Ambassador Philip Goldberg assumes post ‘with mixed emotions’

Video by U.S.State Department

By Maricar CP Hampton

Assistant Secretary of State for Intelligence and Research Philip Goldberg was sworn in November 21 as the new U.S. ambassador to the Philippines, after the Senate fast-tracked his confirmation so he could help facilitate U.S. aid to typhoon Haiyan survivors.

Secretary of State John Kerry who swore in Goldberg during a ceremony at the State Department said, “As we struggle to respond to this human disaster, we’re proud that we’re sending to the Philippines the right person for the job.”

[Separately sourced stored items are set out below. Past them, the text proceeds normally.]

PR #4300, opened 2022-10-26
Fix/ai factory manager not removing factories after upgrade.

relent0r:
Description of changes
This PR fixes a long standing issue with the default factory manager. When a factory is upgraded the original factory is never destroyed or removed from the AI's factory manager list. This in turn causes the FactoryLessAtLocation and FactoryGreaterAtLocation conditions to return incorrect results. Any AI logic that queries factory counts from this list will be invalid after the first factory has upgraded.

Note : I wasn't sure about adding the table rebuild function. But it seemed like a valid requirement for maintaining the factory list table.

Test setup for the changes
With the default code add logging to the factory manager that will provide the list of factories that the AI has (or a count). When the AI upgrades a factory you will see that the factory list increases by one instead of remaining the same because the old factory is still in the list. This in turn makes any factory counts invalid.
With this fix applied the number will remain correct after factory upgrades are completed.

### DIFF
--- a/lua/sim/FactoryBuilderManager.lua
+++ b/lua/sim/FactoryBuilderManager.lua
@@ -282,7 +282,7 @@ FactoryBuilderManager = Class(BuilderManager) {
         for k,v in guards do
             if not v.Dead and v.AssistPlatoon then
                 if self.Brain:PlatoonExists(v.AssistPlatoon) then
-                    v.AssistPlatoon:ForkThread(v.AssistPlatoon.EconAssistBodyRNG)
+                    v.AssistPlatoon:ForkThread(v.AssistPlatoon.EconAssistBody)
                 else
                     v.AssistPlatoon = nil
                 end
--- a/lua/sim/FactoryBuilderManager.lua
+++ b/lua/sim/FactoryBuilderManager.lua
@@ -278,19 +278,24 @@ FactoryBuilderManager = Class(BuilderManager) {
     ---@param factory Unit
     FactoryDestroyed = function(self, factory)
         local guards = factory:GetGuards()
+        local factoryDestroyed = false
         for k,v in guards do
             if not v.Dead and v.AssistPlatoon then
                 if self.Brain:PlatoonExists(v.AssistPlatoon) then
-                    v.AssistPlatoon:ForkThread(v.AssistPlatoon.EconAssistBody)
+                    v.AssistPlatoon:ForkThread(v.AssistPlatoon.EconAssistBodyRNG)
                 else
                     v.AssistPlatoon = nil
                 end
             end
         end
         for k,v in self.FactoryList do
-            if v == factory then
+            if (not v.Sync.id) or v.Dead then
                 self.FactoryList[k] = nil
+                factoryDestroyed = true
             end
+        end
+        if factoryDestroyed then
+            self.FactoryList = self:RebuildTable(self.FactoryList)
         end
         for k,v in self.FactoryList do
             if not v.Dead then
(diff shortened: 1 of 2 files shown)


lua/sim/FactoryBuilderManager.lua
```diff
@@ -288,10 +289,14 @@ FactoryBuilderManager = Class(BuilderManager) {
             end
         end
         for k,v in self.FactoryList do
-            if v == factory then
+            if (not v.Sync.id) or v.Dead then
```
Garanas, line 292: What is the idea behind checking the sync id?

relent0r: It was something that was done after a discussion with Sprouto when I asked him how he approached this problem in LOUD way back so I'm not actually sure if its an absolute requirement.

Sprouto: Sync.id is a functionless way of knowing if a unit has been completely removed from the game - as v.Dead should be, but as I discovered, there are edge cases where it may still be processing the death process (especially when hooking is involved) and hasn't been set to dead.    It's a wash as to which one you may wish to use - but I trust Sync.id as the final word.

relent0r: Happy to remove the sync id check btw Jip. I never tested without so never validated if that condition would ever come up.

Garanas: If you need to be sure that something is considered destroyed then you can use the global [IsDestroyed](https://github.com/FAForever/fa/blob/deploy/fafdevelop/engine/Core.lua#L206). If that flags true, then the c-object is de-allocated, and the unit no longer exists (in memory).

In Lua, these are the two events you check for:
- `unit.Dead`, flagged during [OnKilled](https://github.com/FAForever/fa/blob/deploy/fafdevelop/lua/sim/Unit.lua#L1405) function
- `unit.Sync.id`, removed during [OnDestroyed](https://github.com/FAForever/fa/blob/deploy/fafdevelop/lua/sim/Unit.lua#L2229)

When a tick is processed there are a few phases:

```
- (...)
- (7) Engine determines what units are to be de-allocated (destroyed) (`IsDestroyed` returns true`
- (8) Engine processes all Lua routines
- - (...)
- - (8.9) Engine processes Lua routine that checks if unit `a` is dead via `.Dead` (returns false)
- - (9.0) Engine processes Lua routine that flags unit `a` as dead
- - (9.1) Engine processes Lua routine that checks if unit `a` is dead via `.Dead` (returns true)
- (...)
```

Because each routine (and therefore: each unit or thread) is processed one-by-one, it is very well possible that some routine is checking the `.Dead` or `.Sync.id` and get a false value, even though the unit is technically in the process of being destroyed. It is just not registered yet.

Long story short: if you need to have a safe, guaranteed check to see if a unit is destroyed then we cannot rely on any Lua logic as we have no idea of the order of execution. The use of `.Sync.id` only makes the gap smaller, as it is set during `OnDestroy` instead of `OnKilled`. 

The only safe, guaranteed check is `IsDestroyed` or `entity:BeenDestroyed`. I think internally these are equivalent.

Garanas: One example of a subtle bug that was introduced by using `.Dead` instead of `IsDestroyed` is the draw bug that was in ladder for a long time: they used `.Dead` to check. S

ometimes not both routines calling `OnKilled` was run before we checked whether both armies were defeated, and as a result one army was considered defeated _the next tick_ , and in turn they gained a victory (and the other party a defeat). By using `IsDestroyed` we fixed this subtle bug.

Garanas: And in terms of performance: yes, this is more expensive. But it significantly reduces the number of subtle bugs that are impossible to find because the behavior (read: the order in which the routines are processed) is not deterministic between games.

I'd always use `IsDestroyed` for AI code, instead of `.Dead` (or `.Sync.id`).

Garanas (approved):

Garanas (approved):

Goldberg, 57, is expected to depart for Manila next week with “mixed emotions.”

“I’m excited and honored to be going to the Philippines, a country with which we share so much history,” he said during the swearing in ceremony. “At the same time, it’s hard to think of the suffering of so many people in the Philippines in recent weeks and all they’ve endured without a touch of sadness and without being moved.”

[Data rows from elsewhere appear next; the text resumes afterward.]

PR #4303, opened 2022-10-27
Add new translations.

Yuchenjimmy:
Add new translations. Also, several strings cannot be replaced in game, such as "Recalculate CPU rating" and "Run cpu benchmark", etc; and some of the strings seems missing from the strings_db.lua file, like "at_Default="default"". Please tell me how to solve it, thanks in advance.


Garanas:
You're correct - some are missing. That means they do not have a LOC entry. Let me guide you through on how to fix that for the next pull request.

Using Visual Studio Code you can search through all files in the repository. This assumes that you have it open as a folder:

image

Then you can use `CTRL + SHIFT + F` to search through all files. As an example:

image

The area marked with red is the search results. The area marked with yellow is the LOC id that is missing from your translation file. To add it you create a new line and write: `lobui_0426="..."`, where `...` would be your translation.

Could you again continue in a new pull request? I'll review this one and merge it later today

Yuchenjimmy:
Thanks for you guidance! But sorry I'm a little confused, lobui_0426="Recalculates your CPU rating." does exist in the Traditional Chinese loc file, which is in the folder "TW". Though I editted it, nothing changed, even editting the US loc file wasn't work.

Yuchenjimmy:
But "at_Default="Default"" still can't be replaced. Loc file code is at_Default="預設" and here is the in-game image.
[https://imgur.com/oed4Qtx](url)

Garanas:
Ah, I understand you now. I'll look into it tonight for you

Yuchenjimmy:
Ok, thank you.

Garanas:
@Yuchenjimmy I'll look at this after the release of this Sunday

Yuchenjimmy:
Thank you!

Hdt80bro:
Sorry this has been open for so long, I don't think we have anyone that can properly review translations. I took a look with Google Translate though, and it seems accurate (If you feel up for it, in the future, you might be able to do the simplified Chinese translation at the same time since I think it's pretty similar to the traditional Chinese used in Taiwan--don't feel like you have to though). I'll merge this in later this week.

Regarding the default values in combo boxes, it looks like it currently hardcoded as "(default)" unfortunately:
image
I'll open a pull request in a bit to fix that.

Hdt80bro:
By the way, I'm interested in typography but am only a little familiar with the writing system from my time with Japanese. It looks like the original translation is woefully inconsistent with punctuation and the like (for example, it uses all 3 possible comma styles: half-width comma + space `, ` full-width comma `，` and ideographic comma `、`)--if you know the modern graphical standards of writing in Chinese and the typographical expectations people have for it in games, you might be able to set the standard we use in Supreme Commander.

Hdt80bro (approved):

Yuchenjimmy:
Sorry for the really late response. And yes, the vanilla string looks pretty strange, as what you mentioned, there are also a few of spaces appearing between sentences. But maybe I'd like to correct it lastly, translating is much more important.

Yuchenjimmy:
There are some terms being used differantly between Simplified Chinese and Traditional Chinese nowadays, but I think it's not a big problem. I would use translator after finishing Traditional Chinese translations.

Yuchenjimmy:
Also, I found the "Extended graphics" in Video setting seems doesn't have a loc.
fa-deploy-fafdevelop - Microsoft Visual Studio 2023_1_15 上午 12_30_36

Garanas:
We can add that in 👍

PR #4306, opened 2022-10-28
Base manager cleanup

4z0t:


Garanas:
This appears to be just formatting, is that correct?

4z0t:
Annotations, some logic fixes

Garanas:
Could you pinpoint the logic fixes?

Garanas (approved):

Garanas:
@4z0t what if we merge these in, before you make more changes? Further changes are then part of another pull request

4z0t:
Is there a rush? If it is too necessary then ofc merge, but there are no that many changes. I'm a bit confused about fa-coop repo, that I can't change now 😔

Garanas:
The fa-coop repo is in my opinion one giant mistake 😄 

The only reason it should exist is to adjust the balance, but that is about it. All the other logic should at some point be transferred to this repository as it is only confusing and less trivial to make a release.

Garanas:
And there is no rush, but I prefer small pull requests over large ones. And this one is starting to become large

4z0t:
Just imagine Advanced Scenario Framework PR for coop :)

Garanas:
I'd prefer if you'd make the PR for the base repository 😄

4z0t:
What happened?

lua/AI/OpAI/BaseManager.lua
```diff
@@ -316,861 +365,928 @@ BaseManager = ClassSimple {
         self.Initialized = true
         if not brain.BaseManagers then
             brain.BaseManagers = {}
-            brain:PBMRemoveBuildLocation(false, 'MAIN') -- Remove main since we dont use it in ops much
+            brain:PBMRemoveBuildLocation(nil, "MAIN") -- remove main since we don't use it in ops much
```
Garanas, line 368: Is this technically the same?

lua/AI/OpAI/BaseManager.lua
```diff
@@ -316,861 +365,928 @@ BaseManager = ClassSimple {
...
     FindGroup = function(self, groupName)
-        for num, data in self.LevelNames do
+        for _, data in self.LevelNames do
             if data.Name == groupName then
                 return data
             end
         end
         return false
-    end,
+    end;
```
Garanas, line 658: There's a `;` instead of a `,` , what is the idea of that?

Garanas:
It appears to be primarily formatting. Are there any functional changes too?

lua/AI/OpAI/BaseManager.lua
```diff
@@ -288,859 +365,928 @@ BaseManager = ClassSimple {
...
-    ---@param self BaseManager      # An instance of the BaseManager class
+    ---@param self BaseManager
     ---@return boolean
     ConstructionNeedsAssister = function(self)
-        if not self:ConstructionAlwaysAssist() or self:GetConstructionEngineerCount() == 0 then
-            return false
-        end
-        return true
-    end,
+        return self:ConstructionAlwaysAssist() or self:GetConstructionEngineerCount() == 0
```
speed2CZ, line 768: Not only this change makes this condition less readable, you also managed to change the logic of it so it's broken now.

lua/AI/OpAI/BaseManager.lua
```diff
@@ -288,859 +365,928 @@ BaseManager = ClassSimple {
...
-                    -- No requirement and stop available, return upgrade name
-                    else
-                        return upgradeName
-                    end
-                end
-            else
-                error('*Base Manager Error: ' .. self.BaseName .. ', enhancement: ' .. upgradeName .. ' was not found in the unit\'s bp.')
+            if not bpUpgrade then
+                error("*Base Manager Error: " .. self.BaseName .. ", enhancement: " .. upgradeName .. ' was not found in the unit\'s bp.')
+                continue
```
speed2CZ, line 1070: No more code is executed after `error`

lua/AI/OpAI/BaseManager.lua
```diff
@@ -288,859 +365,928 @@ BaseManager = ClassSimple {
...
+    end;
 
-    -- Sets a group's priority
+    --- Sorts build groups by priority
+    ---@param self BaseManager
+    SortGroupNames = function(self)
+        table.sort(self.LevelNames, self.GroupSorter)
+    end;
+    GroupSorter = function(a, b)
+        return a.Priority < b.Priority
```
speed2CZ, line 1141: This sorts the group from lowest to highest priority, changing the original logic, which was from highest to lowest.

speed2CZ (changes requested):
Overall I can't really approve of these changes. It's called cleanup but it makes everything much less readable. Trying to optimize a lot of things that runs usually just once.
On top of that some logic changes that were surely not tested. I've caught a couple of those but I wouldn't be surprised if there were more.

Then there are some weird changes to formatting, like replacing ' ' with " ", why?
; instead of ,

My doubt of how much the individual things were tested were reinforced further by the fact that the whole base manager is just broken.

lua/AI/OpAI/BaseManager.lua
xXEddieXxx: Less readable for me, i found not much of a difference in conditions. http://lua-users.org/wiki/ExpressionsTutorial

lua/AI/OpAI/BaseManager.lua
Hdt80bro: This is not always the case, like how `pcall` doesn't always catch errors

lua/AI/OpAI/BaseManager.lua
Hdt80bro: Mmh, good catch, should be `self:ConstructionAlwaysAssist() and self:GetConstructionEngineerCount() ~= 0`
Again, I disagree about the readability, especially when the returns are as inconsistent as this file.

Hdt80bro:
> It's called cleanup but it makes everything much less readable

It's interesting that you say that; to me, it was horrendous before and much better now. Looks like this is a good trial run of the new (code style contributions)[https://github.com/FAForever/fa/pull/4318] I'm writing - I'm excited to hear your thoughts.

Of course, a few things were focused on optimization that weren't mean to increase readability (like the caricature that was `LoadDefaultBaseEngineers` that I reduced by 468 table creations)--it's all clean up though.

You're right that I didn't test it as much as I should have, though I'm not sure that pointing out that I likely couldn't have to begin with makes that worse. I'll take a look again tonight to make sure it's logically consistent - alternatively, I can remove most of those changes if we don't want to deal with that right now or just revert the commit.

Hdt80bro:
I'll let this be 4z0t's PR; we can address the other concerns in the future.

Hdt80bro:
I don't agree with all of the formatting, but overall it's an improvement, so I'll merge this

Nominated on July 31 and confirmed by the Senate on November14, a week after Haiyan struck the Philippines, Goldberg, pledged to help the Philippines “make a full recovery and advance in the next stage of the country’s development.”

“I look forward to helping our two countries do more in terms of humanitarian relief preparedness,” he said.

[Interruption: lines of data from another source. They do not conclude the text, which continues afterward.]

PR #4307, opened 2022-10-28
Re-organize game options 

Garanas:
Adds in various headers and moves around the options. A lot of them part of the 'interface' header even though they clearly influence gameplay. Others are in the gameplay header even though they clearly only influence what is being rendered on screen.

This will also incorporate the defaults as discussed here:
- https://forum.faforever.com/topic/3248/default-game-options?_=1666983419904

@Hdt80bro what are your thoughts on removing (in other words: by default, enabling) some of the options? As an example, sharing templates across all factions seems like a trivial option. Another is being able to see more extensive information of the unit you're hovering over (like being able to see the amount of shield hp and shield or hp regen).

---
Current organization:
**Gameplay**
  * **Camera controls**
      * Screen Edge Pans Main View
      * Arrow Keys Pan Main View
      * Pan Speed
      * Zoom Wheel Sensitivity
      * Accelerated Pan Speed Multiplier
      * Keyboard Rotation Speed
      * Accelerated Keyboard Rotate Speed Multiplier
  * **Templates**
      * Accept Build Templates
      * Template Rotation
      * All Race Templates
      * Factory Build Queue Templates
      * Visible Template Names
  * **Control groups**
      * Set behavior
      * Factory behavior
      * Double tap behavior
      * Double tap decay (in ms)
  * **Commands**
      * Ignore mode via CTRL
      * Automated Structure Ringing
      * Automatic Extractor Selection
  * **Selection threshold**
      * Default selection threshold
      * Reclaim selection threshold
      * Replay selection threshold
  * **Cursor features**
      * Depth scanning

**Interface**
  * Language
  * UI Scale
  * **Rendering**
      * Always Render Strategic Icons
      * Show Waypoint ETAs
      * Display Subtitles
      * Display World Border
      * Show Lifebars of Attached Units
      * Use Factional UI Skin
      * Bigger Strategic Build Icons
      * Always Render Custom Names
      * Force Render Enemy Lifebars
  * **Misc**
      * Multiplayer Taunts
      * Template Name Cutoff
  * **Interactions**
      * Construction Tooltip Information
      * Display Tooltips
      * Display Loading Tips
      * Economy Warnings
      * Tooltip Delay
      * Quick Exit
      * Lock Fullscreen Cursor To Window
      * Main Menu Background Movie
      * Use Factional UI Font Color
      * Enable Cycle Preview for Hotbuild
      * Cycle reset time (ms)
      * Draggable Build Queue
      * Show Factory Queue on Hover
      * Middle Click Avatars
      * Single Unit Selected Info
      * Zoom Pop Distance
      * Seperate Idle Builders
      * Display more Unit Stats
      * Show Armament Build in Factory Menu
      * Improved Unit deselection
      * Hotkey Labels
  * **Spawn menu**
      * Team Columns
      * Filter Columns
      * Split Sources
      * Type Filter Mode
      * Include No-tech Filter
      * Include ACU/Paragon Filter
      * Filter By Menu Sort


Hdt80bro:
## Option Removal

My initial reaction is to leave them in so that players can have something closer to the vanilla if they'd prefer that. I realize that we already change so much in FAF that that's a moot point though. So probably a better metric for leaving options in is whether or not changing it can interfere with how someone can play the game and the tools they have available to them. For example, template rotation: some people want to drag-build templates, others want to be able to (at least partially) rotate the templates. One option strictly prohibits the other.

The question then becomes to what extent does always enabling options like all-faction templates or extended unit information have the potential to bring unwanted effects to the player? I suspect not very much.

### All Race Templates

First off is a note about how this is poorly named and should be All Faction Templates. It seems that the original implementer was used to race terminology such as used in SC2 or BFME. But the four factions in Supreme Commander aren't primarily differentiated by what race they are, or even their species (if "race" is in a more general sense to contrast Seraephim); UEF, Aeon, and Cybran are all human (well, an argument can be made for Cybran's being Cyborgs, but I'm not touching that as it relates to race) so the original terminology of "faction" is more appropriate.

The only reason I can come up with for not immediately merging all-faction templates is if someone has extremely developed play styles for each faction that means completely different build templates that would clutter up the template space if merged--which is a distinct possibility for templates that include structures that behave differently for each faction (mostly defensive structures). So at the very least, only templates that completely contain structures that are identical in each faction should be automatically merged.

To date the U.S. has delivered about 1,780 tons of food, with about 13,000 military forces helping distribute the goods to the stricken areas without a formal ambassador in Manila.

Chief of Mission Brian L. Goldbeck had assumed the duties of Ambassador Harry Thomas after he ended his tour of duty on October 16 serving for more than three years in the Philippines.

“We were able to move this up with the Senate. I’m appreciative to the Senate for moving on this, because we want to have our ambassador on the ground in the Philippines to deal with the challenges of emergency assistance to the Philippines,” Kerry said.

The official death toll is reported at 3,976 with 1,602 people missing. The United Nations estimates up to 4 million people have been displaced; 350,000 are said to be in evacuation centers.

Goldberg during his speech, honored the Filipinos, calling them a “warm, but also tough and resilient” people. “There should be no doubt that they will bounce back. I have no doubt.”

Goldberg is a former ambassador to Bolivia, and most recently served as chief of the State Department’s intelligence bureau.